And a good game it is too.... Go Giants.


----------



## TSOJOURNER (Dec 16, 1999)

The Giants are up by 4. Go giants.


----------



## Sapperwhite (Oct 21, 2006)

SimonV said:


> Thanks all, I am very happy.
> Sapper:Thanks, just the top is hard.......


Thats nice, it has god protection and you can roll the windows out of the way when not needed. Personally, I hate looking through the windows, so its good to have the option to roll them away. That's also a candidate for solar panel mounting.


----------



## sailingdog (Mar 19, 2006)

Sapper-

Must be a hell of a boat if it has "god protection". 



Sapperwhite said:


> Thats nice, it has god protection and you can roll the windows out of the way when not needed. Personally, I hate looking through the windows, so its good to have the option to roll them away. That's also a candidate for solar panel mounting.


----------



## Sapperwhite (Oct 21, 2006)

sailingdog said:


> Sapper-
> 
> Must be a hell of a boat if it has "god protection".

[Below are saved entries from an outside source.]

PR #98, opened 2019-06-18
Add heading for packages

niccokunzmann:
The prerequisites have two sections:
kernel modules and packages
This heading clarifies this together with
https://github.com/wlanslovenija/tunneldigger/pull/94/files

### DIFF
--- a/docs/server.rst
+++ b/docs/server.rst
@@ -52,6 +52,9 @@ shaping and the HTB queuing discipline, together with ``fq_codel``.
 The system should be configured to load these modules at boot which is usually done
 by listing the modules in ``/etc/modules``.
 
+System Packages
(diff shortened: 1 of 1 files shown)


RalfJung:
Could you also add a similar head for the "Kernel modules" part? Seems more consistent to have them both in sub-sectons then.

niccokunzmann:
@RalfJung Yes, I will. #94 does that. If I do it in an additional PR, I get merge conflicts. I wanted to avoid that.

RalfJung:
Then I suggest we just close this PR and you do the other heading change in #94, too. That also give me a chance to see how the file will look like when you are done with it. ;)

niccokunzmann:
done. 
4cddd02

PR #105, opened 2019-07-02
clarify ebtables' module character

niccokunzmann:
I noticed this as part of the docker image: ebtables must be activated.


RalfJung:
Thanks!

I should have said it has the protection of Odin, being that its a viking ship. My bad. Personally, my boats got Jesus on the dashboard and Satan under the hood, but that's a whole other matter.


----------



## jackytdunaway (Sep 11, 2006)

Nice looking boat. Fair winds to you.


----------



## bubb2 (Nov 9, 2002)

Very nice, Good on you


----------



## Freesail99 (Feb 13, 2006)

sailingdog said:


> Sapper-
> 
> Must be a hell of a boat if it has "god protection".


Luke, Luke, don't go to the dark side, don't become the spelling police.


----------



## sailingdog (Mar 19, 2006)

Nah, I just trying to figure out how a monohull got divine protection.  That's probably useful on a sailboat.... especially if it is a weather god.


----------



## GySgt (Jun 11, 2007)

Good job Simon. Hope to see you before you leave


----------



## sailortjk1 (Dec 20, 2005)

Gongratulations.
Nice looking boat.
Enjoy her.


----------



## Faster (Sep 13, 2005)

Nicely done, Simon, she's a beauty.


----------



## Lion35 (Sep 28, 2007)

Congrats Simon! very nice looking boat!


----------



## sailingdog (Mar 19, 2006)

Simon-

What work do you have to do on the boat in preparation for your return to down under?? When are you planning on leaving?


----------



## tenuki (Feb 11, 2007)

purdy boat, grats!


----------



## sailaway21 (Sep 4, 2006)

Congrats Simon,
May God bless her and all who sail in her.


----------



## SimonV (Jul 6, 2006)

sailingdog said:


> Simon-
> 
> What work do you have to do on the boat in preparation for your return to down under?? When are you planning on leaving?


What ever the survey brings up, should be minor. Solar panels and maybe a towed generator, fishing gear, spear gun or hand spear, and lots of sailing to get used to her. Everything else is there. Planning on leaving late March that's when a mate is coming over for 12 weeks for the trip through French Polynesia. Oh I forgot I have to read this book.


----------



## chris_gee (May 31, 2006)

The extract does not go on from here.